§ **PROMPT**
Restate the entries below word for word, omitting nothing.

══════════════════════════════

PR #10371, opened 2024-10-22
[docs-only][chore] Update envvars.yaml and extended_vars.yaml

mmattel:
Regular maintenance task to update changes in `envvars.yaml` and `extended_vars.yaml` triggered by `make -C docs docs-generate`.

### DIFF
--- a/docs/helpers/extended_vars.yaml
+++ b/docs/helpers/extended_vars.yaml
@@ -145,7 +145,7 @@ variables:
     section in the documentation for more details on defaults.
   do_ignore: false
 - rawname: RUN_CMD_TEST
-  path: internal/testenv/test.go:33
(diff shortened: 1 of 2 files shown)


docs/helpers/extended_vars.yaml
```diff
@@ -145,7 +145,7 @@ variables:
     section in the documentation for more details on defaults.
   do_ignore: false
 - rawname: RUN_CMD_TEST
```
dragonchaser, line 147: I think this should be ignored in the documentation.
```suggestion
- rawname: RUN_CMD_TEST
  do_ignore: true
```

dragonchaser (changes requested):

dragonchaser (approved):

══════════════════════════════

§ **ANSWER SPACE**
PR #10371, opened 2024-10-22
[docs-only][chore] Update envvars.yaml and extended_vars.yaml

mmattel:
Regular maintenance task to update changes in `envvars.yaml` and `extended_vars.yaml` triggered by `make -C docs docs-generate`.

### DIFF
--- a/docs/helpers/extended_vars.yaml
+++ b/docs/helpers/extended_vars.yaml
@@ -145,7 +145,7 @@ variables:
     section in the documentation for more details on defaults.
   do_ignore: false
 - rawname: RUN_CMD_TEST
-  path: internal/testenv/test.go:33
(diff shortened: 1 of 2 files shown)


docs/helpers/extended_vars.yaml
```diff
@@ -145,7 +145,7 @@ variables:
     section in the documentation for more details on defaults.
   do_ignore: false
 - rawname: RUN_CMD_TEST
```
dragonchaser, line 147: I think this should be ignored in the documentation.
```suggestion
- rawname: RUN_CMD_TEST
  do_ignore: true
```

dragonchaser (changes requested):

dragonchaser (approved):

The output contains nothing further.